** Extracted information follows **

PR #184, opened 2020-05-12
ci: add GH Action for fmt, vet, staticcheck, test

mccurdyc:
## Proposed Change(s)
* Adds a GitHub Action CI workflow
* CI workflow with fmt, vet, staticcheck and test
* Adds necessary make targets
* Address staticcheck errors
   * https://github.com/fastly/go-fastly/pull/184/commits/79b373bdb04c0db69d8169edb8a179e5b3e1dad8
   * There was a bug in the test where a value was erroneously compared to itself instead of an updated value.
* Adds `make help` menu.

```bash
$ make help
all                            Runs all of the required cleaning and verification targets.
changelog                      Generates the full project changelog.
* check-fmt                      A check which lists improperly-formatted files, if they exist.
* check-imports                  A check which lists improperly-formatted imports, if they exist.
* check-mod                      A check which lists extraneous dependencies, if they exist.
* dev-dependencies               Downloads the necessesary dev dependencies.
fix-fixtures                   Updates test fixtures with a specified default service ID.
* fiximports                     Properly formats and orders imports.
* fmt                            Properly formats Go files and orders dependencies.
help                           Prints this help menu.
* mod-download                   Downloads the Go module.
release-changelog              Generates the changelog for a specific release.
* staticcheck                    Runs the staticcheck linter.
test-full                      Runs the tests with VCR disabled (i.e., makes external calls).
test-race                      Runs the test suite with the -race flag to identify race conditions, if they exist.
test                           Runs the test suite with VCR mocks enabled.
* tidy                           Cleans the Go module.
* vet                            Identifies common errors.
```

`*` indicates that this target was added in this PR.

## Relevant Link(s)

* Inspiration came from [`fastly/cli`](https://github.com/fastly/cli/blob/master/.github/workflows/pr_test.yml)

## Validation
```
$ make
```

```
git clone git@github.com:mccurdyc/go-fastly.git /tmp/go-fastly
(
    cd /tmp/go-fastly
    git checkout mccurdyc/ci-checks
    make
    make help
    make check-fmt
    make check-mod
    make check-imports
    rm -rf /tmp/go-fastly
)
```


Makefile
```diff
@@ -91,25 +92,44 @@ linux:
...
 # update fixtures default service ID
 fix-fixtures:
 	@echo "==> Updating fixtures"
 	@$(CURRENT_DIR)/scripts/fixFixtures.sh ${FASTLY_TEST_SERVICE_ID}
 .PHONY: fix-fixtures
+
+# lists improperly-formatted files if they exist
+check-fmt:
+	@gofmt -s -l ${GOFILES}
+	@printf "\nPlease, run 'make fmt'.\n"
```
mccurdyc, line 121: This needs to check for a non-zero exit code from the above command before printing this.

mccurdyc:
> - [ ] We should also install golint and add an associated make lint target.
I didn't do this because of this issue - https://github.com/golang/go/issues/38968

> - [x] We are no longer using dep so we should remove the default bootstrap make target and replace with a make all which runs all of the linting steps and tests as the default target

> - [x] We should run all of the above commands and commit any fixes as part of this PR

> - [x] We should document the tooling requirements in the README.md somehow

> - [x] As this replaces the Travis build, we should remove the .travis.yml

> I will follow up in a separate PR with some of our other Fastly OSS standards, such as a SECURITY.md etc

:+1:

README.md
```diff
@@ -165,7 +182,7 @@ Example (`make test`, `make fix-fixtures`):
 export FASTLY_TEST_SERVICE_ID="SERVICEID"
 export FASTLY_API_KEY="TESTAPIKEY"
 
-make test TESTARGS="-run=NewClient"
```
mccurdyc, line 168: `NewClient` doesn't exist and through me off for a while when I was trying to test.

fastly/errors.go
```diff
@@ -11,147 +11,150 @@ import (
...
-var ErrMissingIntermediatesBlob = errors.New("Missing required field 'IntermediatesBlob'")
+var ErrMissingIntermediatesBlob = errors.New("missing required field 'IntermediatesBlob'")
 
 // ErrStatusNotOk is an error that indicates that indicates that the response body returned
 // by the Fastly API was not `{"status": "ok"}`
-var ErrStatusNotOk = errors.New("Unexpected 'status' field in API response body")
+var ErrStatusNotOk = errors.New("unexpected 'status' field in API response body")
+
+// ErrNotOK is a generic error indicating that something is not okay.
+var ErrNotOK = errors.New("not ok")
```
mccurdyc, line 157: This is new.

fastly/event_logs_test.go
```diff
@@ -6,8 +6,6 @@ import (
 	"testing"
 )
 
-var testEventID = "3OMewexIMbzrQj77xxxxxx"
```
mccurdyc, line 9: This was dead.

fastly/request_setting_test.go
```diff
@@ -118,7 +118,7 @@ func TestClient_RequestSettings(t *testing.T) {
 	if rs.ForceMiss != nrs.ForceMiss {
 		t.Errorf("bad force_miss: %t (%t)", rs.ForceMiss, nrs.ForceMiss)
 	}
-	if rs.ForceSSL != rs.ForceSSL {
+	if rs.ForceSSL != nrs.ForceSSL {
```
mccurdyc, line 121: BUG.

tools/tools.go
```diff
@@ -0,0 +1,13 @@
+// +build tools
+
+// This follows the agreed-upon current best approach for adding developer tooling to your Module.
+//
+// For more details, refer to this section in the Go Wiki:
+// https://github.com/golang/go/wiki/Modules#how-can-i-track-tool-dependencies-for-a-module
```
mccurdyc, line 6: See above for more information on the chosen approach.

fastly/errors.go
```diff
@@ -11,147 +11,150 @@ import (
...
 
 // ErrMissingName is an error that is returned when an input struct requires a
 // "Name" key, but one was not set.
-var ErrMissingName = errors.New("Missing required field 'Name'")
+var ErrMissingName = errors.New("missing required field 'Name'")
 
 // ErrMissingKey is an error that is returned when an input struct requires a
 // "Key" key, but one was not set.
-var ErrMissingKey = errors.New("Missing required field 'Key'")
+var ErrMissingKey = errors.New("missing required field 'Key'")
```
mccurdyc, line 42: Do note that these are part of the exported API. I assume that it is acceptable to change the error value, right?

.github/workflows/pr_test.yml
```diff
@@ -0,0 +1,76 @@
+on: pull_request
+name: Test
+jobs:
+  lint:
+    runs-on: ubuntu-latest
+    steps:
+    - name: Checkout code
+      uses: actions/checkout@v1
```
phamann, line 8: See setup-go comments for reasoning

```suggestion
      uses: actions/checkout@v2
```

.github/workflows/pr_test.yml
```diff
@@ -0,0 +1,76 @@
...
+    - name: Install Go
+      uses: actions/setup-go@v1
```
phamann, line 10: V2 has now been released and fixes the GOPATH issue we had a workaround for in the CLI, which means we can also remove the shell step below. 

```suggestion
      uses: actions/setup-go@v2
```

.github/workflows/pr_test.yml
```diff
@@ -0,0 +1,76 @@
...
+      with:
+        go-version: 1.14.x
+    - name: Set GOPATH
+      # Temporary fix, see: https://github.com/actions/setup-go/issues/14
+      run: |
+        echo "::set-env name=GOPATH::$(go env GOPATH)"
+        echo "::add-path::$(go env GOPATH)/bin"
+      shell: bash
```
phamann, line 18: Had a check back in the linked issue and seems this hack has now been resolved in the v2 of the action. Therefore, we can remove and bump checkout and go-install to v2.

```suggestion
```

.github/workflows/pr_test.yml
```diff
@@ -0,0 +1,76 @@
...
+    - name: Restore cache
+      id: cache
+      uses: actions/cache@v1
```
phamann, line 21: This is now on v2.

```suggestion
      uses: actions/cache@v2
```

.github/workflows/pr_test.yml
```diff
@@ -0,0 +1,76 @@
...
+      with:
+        path: ~/go/bin
+        key: ${{ runner.os }}-go-bin-${{ hashFiles('**/go.sum') }}
+        restore-keys: |
+          ${{ runner.os }}-go-bin-
+    - name: Restore cache
+      uses: actions/cache@v1
```
phamann, line 28: As above:

```suggestion
      uses: actions/cache@v2
```

.github/workflows/pr_test.yml
```diff
@@ -0,0 +1,76 @@
...
+      run: make vet
+      shell: bash
+    - name: Staticcheck
+      run: make staticcheck
+      shell: bash
+  test:
+    strategy:
+      matrix:
+        go-version: [1.14.x]
+        platform: [ubuntu-latest, macos-latest, windows-latest]
```
phamann, line 53: I'm personally happy for us to only test this project on a linux architecture (which is what we currently do in Travis), we use all three in the CLI project as we distribute a binary across all architectures. However as this is a package that gets consumed by others I don't think its necessary and slows down PR builds considerably. 
```suggestion
        platform: [ubuntu-latest]
```

.github/workflows/pr_test.yml
```diff
@@ -0,0 +1,76 @@
...
+    runs-on: ${{ matrix.platform }}
+    steps:
+    - name: Checkout code
+      uses: actions/checkout@v1
```
phamann, line 57:
```suggestion
      uses: actions/checkout@v2
```

.github/workflows/pr_test.yml
```diff
@@ -0,0 +1,76 @@
...
+    - name: Install Go
+      uses: actions/setup-go@v1
```
phamann, line 59:
```suggestion
      uses: actions/setup-go@v2
```

.github/workflows/pr_test.yml
```diff
@@ -0,0 +1,76 @@
...
+      with:
+        go-version: ${{ matrix.go-version }}
+    - name: Set GOPATH
+      # Temporary fix, see: https://github.com/actions/setup-go/issues/14
+      run: |
+        echo "::set-env name=GOPATH::$(go env GOPATH)"
+        echo "::add-path::$(go env GOPATH)/bin"
```
phamann, line 66: See above for reasoning. 

```suggestion
```

.github/workflows/pr_test.yml
```diff
@@ -0,0 +1,76 @@
...
+    - name: Restore cache
+      uses: actions/cache@v1
```
phamann, line 68:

** End of Extracted information **

Task requirements —
Could you please copy the lines of the listing above exactly, from its first line through the line bearing "Address staticcheck errors", and nothing more?

Answer space —
PR #184, opened 2020-05-12
ci: add GH Action for fmt, vet, staticcheck, test

mccurdyc:
## Proposed Change(s)
* Adds a GitHub Action CI workflow
* CI workflow with fmt, vet, staticcheck and test
* Adds necessary make targets
* Address staticcheck errors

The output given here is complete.